Now that sounds like an interesting opportunity to introduce our OPA framework, isn’t it! Indeed and configuring it can be seen here. If you read the steps, this looks like a lot and tedious configuration. That’s where OPA Gatekeeper comes in!
Gatekeeper
Think of OPA Gatekeeper as a wrapper that provides you a predefined pattern to help you setup OPA Policies. This basically means configuring OPA for Kubernetes is as simple as applying a single (large) YML file that has all the necessary components covered. Behind the scenes, it will create a Namespace, a Service which will serve the webhooks, an Ingress, and two special Custom Resource Definitions. The two special CRDs namely ConstraintTemplate and Constraint are what makes writing policies easy for you as a user.
Gatekeeper also provides a few additional features on top of manual OPA configuration such as Auditing, dry run policies, and debugging help. It cleverly uses the Constraint resource object to store any violations for that constraint. I was impressed by this!
Apart from the above-mentioned features Gatekeeper also provides a mechanism to sync other Kubernetes resources information which acts as the “Data” part to the Policy Engine. This can also be used as a cache to limit the number of calls to the Kubernetes API server by itself. This is pretty handy if you are writing complex rules.
By default, Gatekeeper doesn’t consider DELETE operations in the admission webhook but you can include that in the big large configuration file I mentioned above.
Constraint Framework Pattern
The Constraint framework is a simple pattern to write and manage multiple policies in our cluster. According to it, if you want to write any policies you need to create just two types of objects. These are already defined in the cluster for you.
ConstraintTemplate: Use this to define what arguments your constraint can accept (making it “Templatable“) and the actual Rego Policy that needs to be applied. The rego policy now just needs to define special rules (a function in rego) called “violation” with a predefined set of arguments, inside the body goes your actual logic, returns undefined for valid config, or a message that highlights the error and that’s it!

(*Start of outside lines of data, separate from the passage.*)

PR #5807, opened 2023-01-24
Make `ALL_t` a "public" type `Kokkos::Impl:: -> Kokkos::`

dalg24:
See https://github.com/kokkos/kokkos-core-wiki/pull/273#issuecomment-1402171680

(Will expand description later.)

### DIFF
--- a/core/src/Kokkos_View.hpp
+++ b/core/src/Kokkos_View.hpp
@@ -496,7 +496,7 @@ namespace Kokkos {
 
 namespace {
 
-constexpr Kokkos::Impl::ALL_t ALL = Kokkos::Impl::ALL_t();
+constexpr Kokkos::ALL_t ALL = Kokkos::ALL_t();
 
 constexpr Kokkos::Impl::WithoutInitializing_t WithoutInitializing =
     Kokkos::Impl::WithoutInitializing_t();
--- a/core/src/Kokkos_View.hpp
+++ b/core/src/Kokkos_View.hpp
@@ -494,17 +494,11 @@ constexpr bool is_assignable(const Kokkos::View<ViewTDst...>& dst,
 
 namespace Kokkos {
 
-namespace {
+inline constexpr Kokkos::ALL_t ALL{};
 
-constexpr Kokkos::ALL_t ALL = Kokkos::ALL_t();
+inline constexpr Kokkos::Impl::WithoutInitializing_t WithoutInitializing{};
 
-constexpr Kokkos::Impl::WithoutInitializing_t WithoutInitializing =
-    Kokkos::Impl::WithoutInitializing_t();
-
-constexpr Kokkos::Impl::AllowPadding_t AllowPadding =
-    Kokkos::Impl::AllowPadding_t();
-
-}  // namespace
+inline constexpr Kokkos::Impl::AllowPadding_t AllowPadding{};
 
 /** \brief  Create View allocation parameter bundle from argument list.
  *
--- a/core/src/impl/Kokkos_ViewMapping.hpp
+++ b/core/src/impl/Kokkos_ViewMapping.hpp
@@ -464,7 +464,7 @@ struct SubviewExtents {
   KOKKOS_FORCEINLINE_FUNCTION bool set(unsigned domain_rank,
                                        unsigned range_rank,
                                        const ViewDimension<DimArgs...>& dim,
-                                       const ALL_t, Args... args) {
+                                       ALL_t, Args... args) {
     m_begin[domain_rank] = 0;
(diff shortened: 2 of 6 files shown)


core/src/Kokkos_View.hpp
```diff
@@ -494,17 +494,11 @@ constexpr bool is_assignable(const Kokkos::View<ViewTDst...>& dst,
 
 namespace Kokkos {
 
-namespace {
+inline constexpr Kokkos::ALL_t ALL{};
 
-constexpr Kokkos::Impl::ALL_t ALL = Kokkos::Impl::ALL_t();
+inline constexpr Kokkos::Impl::WithoutInitializing_t WithoutInitializing{};
```
dalg24, line 499: `inline` specifier is not strictly necessary.  It is implicit since C++17.  Let me know if you want me to drop it.

core/src/Kokkos_View.hpp
```diff
@@ -494,17 +494,11 @@ constexpr bool is_assignable(const Kokkos::View<ViewTDst...>& dst,
...
 
-constexpr Kokkos::Impl::WithoutInitializing_t WithoutInitializing =
```
crtrott, line 501: How was this ever usable by the public if it was in an anonymous namespace?

dalg24: just one per TU

dalg24: anonymous namespace means no collision at link time

core/src/Kokkos_View.hpp
fnrizzi: are you sure about c++17 implicitly inlining this? If i read here: https://en.cppreference.com/w/cpp/language/inline
i see "A static member variable (but **not a namespace-scope variable**) declared constexpr is implicitly an inline variable."

core/src/impl/Kokkos_ViewMapping.hpp
```diff
@@ -559,7 +559,7 @@ struct SubviewExtents {
   // std::pair range
   template <size_t... DimArgs, class... Args>
   void error(char* buf, int buf_len, unsigned domain_rank, unsigned range_rank,
-             const ViewDimension<DimArgs...>& dim, const Kokkos::Impl::ALL_t,
+             const ViewDimension<DimArgs...>& dim, const ALL_t,
```
fnrizzi, line 562: do we even need the `const` before ALL_t here?

core/src/Kokkos_View.hpp
dalg24: Looks like I was wrong.  Thanks for pointing that out

core/src/impl/Kokkos_ViewMapping.hpp
dalg24: No.  Want me to remove?

fnrizzi: i would say yes for consistency with the other args but no big deal

core/src/Kokkos_View.hpp
fnrizzi: I did not know that either, just learned it too ..

core/src/impl/Kokkos_ViewMapping.hpp
dalg24: Done

fnrizzi (approved):

Rombur (approved):

core/src/impl/Kokkos_ViewMapping.hpp
```diff
@@ -296,15 +295,19 @@ struct ALL_t {
   constexpr bool operator==(const ALL_t&) const { return true; }
 };
 
+#ifdef KOKKOS_ENABLE_DEPRECATED_CODE_4
+namespace Impl {
+using Kokkos::ALL_t;
```
masterleinad, line 300:
```suggestion
using All_t KOKKOS_DEPRECATED_WITH_COMMENT("Use Kokkos::ALL_t instead!") = Kokkos::ALL_t;
```

masterleinad: Yes, I agree. It's more for people to get some notification in case they were using it (even if they were not supposed to).

masterleinad (approved):

masterleinad:
`11: [  FAILED  ] defaultdevicetype.shared_space` looks unrelated.

nmm0 (approved):
Looks good to me! Why was this in Impl in the first place?

dalg24:
> Why was this in Impl in the first place?

Not sure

Constraint: Use it to “implement” the template with particular arguments, provide the scope of the application of policy like ApiGroup, Kind included/excluded namespaces, etc.
At this point, you can take a look at the example policies and it should give you a fair idea of what’s possible. One of the easiest examples of “Forcing required labels on every resource” can make a huge impact on implementing better practices of creating and managing a large number of resources within a cluster.
a few of the interesting use cases are implementing Compliances like the use of preapproved container registries only, cost budget per environment.
Bonus:
As I was thinking of making this work at multiple clusters at the same time without repeating myself (read at scale). I thought of using Rancher Fleets which provides us a Gitops way to implement this. But that’s for another time.